[[ Entries supplied, beginning ]]

PR #168, opened 2021-06-29
8269568: JVM crashes when running VectorMask query tests

XiaohongGong:
This is a follow-up patch for [1]. When we are trying to add the VectorMask query implementation for Arm NEON, we found the jtreg tests for `VectorMask.trueCount/firstTrue/lastTrue` is not effective. The tests failure cannot be reported as expected. The main reason is that the Vector API methods are not hot enough to be compiled by C2 compiler. Wrap the main test codes inside a loop can make the tests effective.

With the tests taking effect, we can see a JVM crash due to the following assertion:
```
  vector/src/hotspot/share/opto/vectornode.hpp:879), pid=168241, tid=168257
  # Error: assert(mask->Opcode() == Op_VectorStoreMask) failed
```
The mask input might be other vector nodes like `"LoadVectorNode"`, since there is an optimization for `"VectorStoreMask"`:
```
  VectorStoreMask (VectorLoadMask value) ==> value
```
Changing the code to check whether its element basic type is `"T_BOOLEAN"` is more reasonable.

[1] https://bugs.openjdk.java.net/browse/JDK-8256973

---------
### Progress

### Issue
 * [JDK-8269568](https://bugs.openjdk.java.net/browse/JDK-8269568): JVM crashes when running VectorMask query tests

### Reviewers
 * [Paul Sandoz](https://openjdk.java.net/census#psandoz) (@PaulSandoz - **Reviewer**) ⚠️ Review applies to 8e3fcfaef51b2f555fec4bbe7eb53412696f8555
 * [Jie Fu](https://openjdk.java.net/census#jiefu) (@DamonFool - **Reviewer**) ⚠️ Review applies to 8e3fcfaef51b2f555fec4bbe7eb53412696f8555
 * [Jatin Bhateja](https://openjdk.java.net/census#jbhateja) (@jatin-bhateja - Committer)
 * [Sandhya Viswanathan](https://openjdk.java.net/census#sviswanathan) (@sviswa7 - **Reviewer**)

### Contributors
 * Sandhya Viswanathan `<sviswanathan@openjdk.org>`

### Reviewing

Checkout this PR locally: \
`$ git fetch https://git.openjdk.java.net/jdk17 pull/168/head:pull/168` \
`$ git checkout pull/168`

`$ git checkout pull/168` \
`$ git pull https://git.openjdk.java.net/jdk17 pull/168/head`

</details>

Checkout this PR locally: \
`$ git pr checkout 168`

`$ git pr show -t 168`

</details>

<a href="https://git.openjdk.java.net/jdk17/pull/168.diff">https://git.openjdk.java.net/jdk17/pull/168.diff</a>

</details>

### DIFF
--- a/src/hotspot/cpu/x86/c2_MacroAssembler_x86.cpp
+++ b/src/hotspot/cpu/x86/c2_MacroAssembler_x86.cpp
@@ -3863,6 +3863,9 @@ void C2_MacroAssembler::vector_mask_operation(int opc, Register dst, XMMRegister
   vpsubb(xtmp, xtmp, mask, vec_enc);
   evpmovb2m(ktmp, xtmp, vec_enc);
   kmovql(tmp, ktmp);
+  if (masklen < 64) {
+    andq(tmp, (((jlong)1 << masklen) - 1));
+  }
   switch(opc) {
     case Op_VectorMaskTrueCount:
       popcntq(dst, tmp);
@@ -3887,6 +3890,9 @@ void C2_MacroAssembler::vector_mask_operation(int opc, Register dst, XMMRegister
   vpxor(xtmp, xtmp, xtmp, vec_enc);
   vpsubb(xtmp, xtmp, mask, vec_enc);
   vpmovmskb(tmp, xtmp, vec_enc);
+  if (masklen < 64) {
+    andq(tmp, (((jlong)1 << masklen) - 1));
+  }
   switch(opc) {
     case Op_VectorMaskTrueCount:
       popcntq(dst, tmp);
--- a/src/hotspot/cpu/x86/c2_MacroAssembler_x86.cpp
+++ b/src/hotspot/cpu/x86/c2_MacroAssembler_x86.cpp
@@ -3863,9 +3863,6 @@ void C2_MacroAssembler::vector_mask_operation(int opc, Register dst, XMMRegister
   vpsubb(xtmp, xtmp, mask, vec_enc);
   evpmovb2m(ktmp, xtmp, vec_enc);
   kmovql(tmp, ktmp);
-  if (masklen < 64) {
-    andq(tmp, (((jlong)1 << masklen) - 1));
-  }
   switch(opc) {
     case Op_VectorMaskTrueCount:
       popcntq(dst, tmp);
--- a/test/jdk/jdk/incubator/vector/templates/Unit-Miscellaneous.template
+++ b/test/jdk/jdk/incubator/vector/templates/Unit-Miscellaneous.template
@@ -415,14 +415,16 @@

[[ Entries supplied, end ]]

= Work required =
Once more, write all of the records exactly as given.

= Response area =
PR #168, opened 2021-06-29
8269568: JVM crashes when running VectorMask query tests

XiaohongGong:
This is a follow-up patch for [1]. When we are trying to add the VectorMask query implementation for Arm NEON, we found the jtreg tests for `VectorMask.trueCount/firstTrue/lastTrue` is not effective. The tests failure cannot be reported as expected. The main reason is that the Vector API methods are not hot enough to be compiled by C2 compiler. Wrap the main test codes inside a loop can make the tests effective.

With the tests taking effect, we can see a JVM crash due to the following assertion:
```
  vector/src/hotspot/share/opto/vectornode.hpp:879), pid=168241, tid=168257
  # Error: assert(mask->Opcode() == Op_VectorStoreMask) failed
```
The mask input might be other vector nodes like `"LoadVectorNode"`, since there is an optimization for `"VectorStoreMask"`:
```
  VectorStoreMask (VectorLoadMask value) ==> value
```
Changing the code to check whether its element basic type is `"T_BOOLEAN"` is more reasonable.

[1] https://bugs.openjdk.java.net/browse/JDK-8256973

---------
### Progress

### Issue
 * [JDK-8269568](https://bugs.openjdk.java.net/browse/JDK-8269568): JVM crashes when running VectorMask query tests

### Reviewers
 * [Paul Sandoz](https://openjdk.java.net/census#psandoz) (@PaulSandoz - **Reviewer**) ⚠️ Review applies to 8e3fcfaef51b2f555fec4bbe7eb53412696f8555
 * [Jie Fu](https://openjdk.java.net/census#jiefu) (@DamonFool - **Reviewer**) ⚠️ Review applies to 8e3fcfaef51b2f555fec4bbe7eb53412696f8555
 * [Jatin Bhateja](https://openjdk.java.net/census#jbhateja) (@jatin-bhateja - Committer)
 * [Sandhya Viswanathan](https://openjdk.java.net/census#sviswanathan) (@sviswa7 - **Reviewer**)

### Contributors
 * Sandhya Viswanathan `<sviswanathan@openjdk.org>`

### Reviewing

Checkout this PR locally: \
`$ git fetch https://git.openjdk.java.net/jdk17 pull/168/head:pull/168` \
`$ git checkout pull/168`

`$ git checkout pull/168` \
`$ git pull https://git.openjdk.java.net/jdk17 pull/168/head`

</details>

Checkout this PR locally: \
`$ git pr checkout 168`

`$ git pr show -t 168`

</details>

<a href="https://git.openjdk.java.net/jdk17/pull/168.diff">https://git.openjdk.java.net/jdk17/pull/168.diff</a>

</details>

### DIFF
--- a/src/hotspot/cpu/x86/c2_MacroAssembler_x86.cpp
+++ b/src/hotspot/cpu/x86/c2_MacroAssembler_x86.cpp
@@ -3863,6 +3863,9 @@ void C2_MacroAssembler::vector_mask_operation(int opc, Register dst, XMMRegister
   vpsubb(xtmp, xtmp, mask, vec_enc);
   evpmovb2m(ktmp, xtmp, vec_enc);
   kmovql(tmp, ktmp);
+  if (masklen < 64) {
+    andq(tmp, (((jlong)1 << masklen) - 1));
+  }
   switch(opc) {
     case Op_VectorMaskTrueCount:
       popcntq(dst, tmp);
@@ -3887,6 +3890,9 @@ void C2_MacroAssembler::vector_mask_operation(int opc, Register dst, XMMRegister
   vpxor(xtmp, xtmp, xtmp, vec_enc);
   vpsubb(xtmp, xtmp, mask, vec_enc);
   vpmovmskb(tmp, xtmp, vec_enc);
+  if (masklen < 64) {
+    andq(tmp, (((jlong)1 << masklen) - 1));
+  }
   switch(opc) {
     case Op_VectorMaskTrueCount:
       popcntq(dst, tmp);
--- a/src/hotspot/cpu/x86/c2_MacroAssembler_x86.cpp
+++ b/src/hotspot/cpu/x86/c2_MacroAssembler_x86.cpp
@@ -3863,9 +3863,6 @@ void C2_MacroAssembler::vector_mask_operation(int opc, Register dst, XMMRegister
   vpsubb(xtmp, xtmp, mask, vec_enc);
   evpmovb2m(ktmp, xtmp, vec_enc);
   kmovql(tmp, ktmp);
-  if (masklen < 64) {
-    andq(tmp, (((jlong)1 << masklen) - 1));
-  }
   switch(opc) {
     case Op_VectorMaskTrueCount:
       popcntq(dst, tmp);
--- a/test/jdk/jdk/incubator/vector/templates/Unit-Miscellaneous.template
+++ b/test/jdk/jdk/incubator/vector/templates/Unit-Miscellaneous.template
@@ -415,14 +415,16 @@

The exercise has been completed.